PR #330, opened 2019-03-29
GC contention benchmark

mbutrovich:
This new test supports #325 as a positive change, despite performance regressions on existing GC benchmarks, which strictly evaluate the GC's unlink and reclaim performance in isolation (i.e. no concurrent transactions). While this is useful for spotting regressions in the core GC algorithms, they doesn't properly evaluate how well the GC runs at the same time as the real system, particularly in high contention workloads from transactions. This PR adds a benchmark for that. On master the GC can clean up ~50k txns/second in this update-heavy workload. #325 increases that by an order of magnitude to ~500k txns/second on my laptop.

### DIFF
--- a/benchmark/storage/garbage_collector_benchmark.cpp
+++ b/benchmark/storage/garbage_collector_benchmark.cpp
@@ -127,14 +127,15 @@ BENCHMARK_DEFINE_F(GarbageCollectorBenchmark, ReclaimTime)(benchmark::State &sta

════════════════════

** ABOUT THIS EXERCISE **
Return the lines above exactly, keeping every word.

** TASK SOLUTION **
PR #330, opened 2019-03-29
GC contention benchmark

mbutrovich:
This new test supports #325 as a positive change, despite performance regressions on existing GC benchmarks, which strictly evaluate the GC's unlink and reclaim performance in isolation (i.e. no concurrent transactions). While this is useful for spotting regressions in the core GC algorithms, they doesn't properly evaluate how well the GC runs at the same time as the real system, particularly in high contention workloads from transactions. This PR adds a benchmark for that. On master the GC can clean up ~50k txns/second in this update-heavy workload. #325 increases that by an order of magnitude to ~500k txns/second on my laptop.

### DIFF
--- a/benchmark/storage/garbage_collector_benchmark.cpp
+++ b/benchmark/storage/garbage_collector_benchmark.cpp
@@ -127,14 +127,15 @@ BENCHMARK_DEFINE_F(GarbageCollectorBenchmark, ReclaimTime)(benchmark::State &sta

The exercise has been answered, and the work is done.